I’ve written a few things for the fastai library while working on my project around Leslie Smith’s last article and I wanted to share them with you.
use_clr_beta : This is the implementation of Leslie Smith’s 1cycle policy as detailed here. He recommends to use a cycle like this one:
for the learning rates during the training: equal time growing and descending, and a bit of space left to get the learning rate really slow.
When used in fit, the value at the top (here 0.01) is the learning rate you pass. It should be the learning rate you pick with lr_find() and you can even choose values closer to the the minimum of the curve for super-convergence.
use_clr_beta takes two basic arguments, four if you want to add cyclical momentums. The first one is the ratio between the initial learning rate and the maximum one (typically 10 or 20). The second one is the percentage of the cycle you want to spend on the last part (on the picture 350 to 400), 10 seems to be a good pick once again.
Leslie Smith recommends to use cyclical momentums to complete this, which looks like this:
To use it, just pass two more arguments to use_clr_beta, the maximum value of momentum and the minimal value. All in all, a typical use would be:
use_clr_beta = (10,10,0.95,0.85)
I haven’t fully tested it with Adam yet, it’s originally intended for SGD with momentum.

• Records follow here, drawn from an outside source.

PR #1441, opened 2020-09-08
allow running ansible playbooks in a virtualenv

evgeni:
We had implemented that once already, but then reverted because it
behaved weirdly. I can't reproduce the bad behaviour anymore, so let's
try this again.

Revert "Revert "allow running ansible playbooks in a virtualenv""

This reverts commit ad573df4439ebb33f1c91e29b51815297accb338.

### DIFF
--- a/puppet/modules/jenkins_job_builder/files/theforeman.org/pipelines/lib/ansible.groovy
+++ b/puppet/modules/jenkins_job_builder/files/theforeman.org/pipelines/lib/ansible.groovy
@@ -32,7 +32,7 @@ def runPlaybook(args) {
         command.push("-e @${sensitive_extra_vars_file}")
     }
 
-    command_string = "${command.join(' ')}"
+    command_string = command.join(' ')
 
     wrap([$class: 'AnsiColorBuildWrapper', colorMapName: "xterm"]) {
         if (venv) {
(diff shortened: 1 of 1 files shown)


puppet/modules/jenkins_job_builder/files/theforeman.org/pipelines/lib/ansible.groovy
```diff
@@ -31,8 +32,14 @@ def runPlaybook(args) {
...
     }
 
+    command_string = "${command.join(' ')}"
+
     wrap([$class: 'AnsiColorBuildWrapper', colorMapName: "xterm"]) {
-        sh "${command.join(' ')}"
+        if (venv) {
+            virtEnv(venv, command_string)
+        } else {
+            sh "${command_string}"
```
ekohl, line 41: Does this work:
```suggestion
            sh command_string
```

evgeni: probably

puppet/modules/jenkins_job_builder/files/theforeman.org/pipelines/lib/ansible.groovy
```diff
@@ -31,8 +32,14 @@ def runPlaybook(args) {
         command.push("-e @${sensitive_extra_vars_file}")
     }
 
+    command_string = "${command.join(' ')}"
```
evgeni, line 35:
```suggestion
    command_string = command.join(' ')
```

this also ;)

ekohl (approved):

ekohl:
Do you want to squash?

evgeni:
:tennis:  squashed

PR #1718, opened 2022-02-22
call git fetch in an own call

evgeni:
otherwise the output will be part of the result, messing up parsing of
the same


ekohl (approved):

zjhuntin (approved):
APJ

PR #1719, opened 2022-02-24
Correct Vagrant provisioning override

ekohl:
Without this it tries to run the apt code on all boxes instead of only those particular builders.

Fixes: 5d8a9fe524abf3e5ebb96c951ba7f7fe8aa93705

plots: At the end of a very long cycle, if you want to do a plot with your validation accuracy or your metrics, you can find those in the variable learn.sched.val_losses and learn.sched.rec_metrics. They’re recorded at the end of each epoch.
lr_find2(): As I was trying to replicate some of the curves of Leslie Smith, I wrote a second version of lr_find(). It does roughly the same thing with two differences:
- it computes the validation loss and the metrics at the end of each batch, on the next batch of the validation set (so it’ll be a bit slower). At the end, you can find those in learn.sched.val_losses and learn.sched.rec_metrics once again.

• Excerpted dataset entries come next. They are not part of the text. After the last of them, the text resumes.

PR #1721, opened 2022-02-25
install a modern version of createrepo_c

evgeni:


puppet/modules/web/manifests/vhost/yum.pp
```diff
@@ -61,6 +61,17 @@
     package { 'createrepo':
       ensure => present,
     }
+
+    yumrepo { 'pulpcore-3.16':
```
ekohl, line 65: Should we scope this to EL7 or is it also needed on EL8?

puppet/modules/web/manifests/vhost/yum.pp
```diff
@@ -61,6 +61,17 @@
     package { 'createrepo':
```
ekohl, line 61: Is this still needed if we install `createrepo_c`?

evgeni: probably not, but I wanted to keep a fallback, just to be sure ;)

puppet/modules/web/manifests/vhost/yum.pp
evgeni: no, el8 has a sufficiently new version, so can be el7 only

ekohl: I just merged https://github.com/theforeman/foreman-infra/pull/1720 so let's try to keep it ready for EL8 :)

ekohl (approved):

PR #1725, opened 2022-03-08
don't exclude metadata when syncing repo from koji

evgeni:
we need the metadata as generated on koji for the modules


evgeni:
@ekohl as discussed yesterday :)

ekohl (approved):
I verified this locally. I didn't end up testing the `dnf downgrade` scenario but that still works regardless until we remove `module_hotfixes=1`.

- it doesn’t do a full batch but rather a certain number of iterations (100 by default). That’s enough for a plot, and it’ll loop again at the beginning of the training data if your dataset is small, or do less than a full batch if your dataset is large.
On top of the arguments of lr_find(), it has num_it (default 100), the number of iterations you want, and stop_dv (default True) that you can set to False if you don’t want the process to stop when the loss starts to go wild.

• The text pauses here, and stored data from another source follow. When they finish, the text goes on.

PR #1726, opened 2022-03-11
inject context for modulemd too

evgeni:


ekohl (approved):
Is this to fix https://community.theforeman.org/t/pulpcore-3-16-repo-issue/27685?

evgeni:
Correct. I linked it in the thread, but not here back to the thread ;)

PR #1728, opened 2022-03-25
Add CentOS Stream 9 external repos

pcreech:
Use web urls for now, until mirror internal mirror is set up.

"dnf module list" currently doesn't list any modules, so I'm curious if
we need to flatten it, or if default will suffice for now.


evgeni:
I hear rumors that default should suffice for now

evgeni:
What does "web" mean in this context? Those look like normal mirror urls to me?

pcreech:
> What does "web" mean in this context? Those look like normal mirror urls to me?

As opposed to "file" or "local" or "nfs" or something.  i.e. specifying that it's coming from over the interwebs instead of from the internal storage.

pcreech:
At the time, it felt like some kind of identifier would be nice.  Feel free to bikeshed the actual term, or we can just remove it.

evgeni:
Ah, gotcha. Yeah, I think i wouldn't have added any suffix, but in the end I don't think I care too much.

ekohl:
I'm also leaning to no suffix. For the buildroot it doesn't really matter what the source is IMHO.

Once you’ve completed a learn.lr_find2(), you can plot the results with learn.sched.plot(), and on top of having the (training) loss vs the learning rate, you’ll also get the validation loss and the metrics. By default, it smoothes the data with a mean average (like fastai does for the training losses) but you can turn it down with smoothed=False.
Hope you find any of those functions helpful!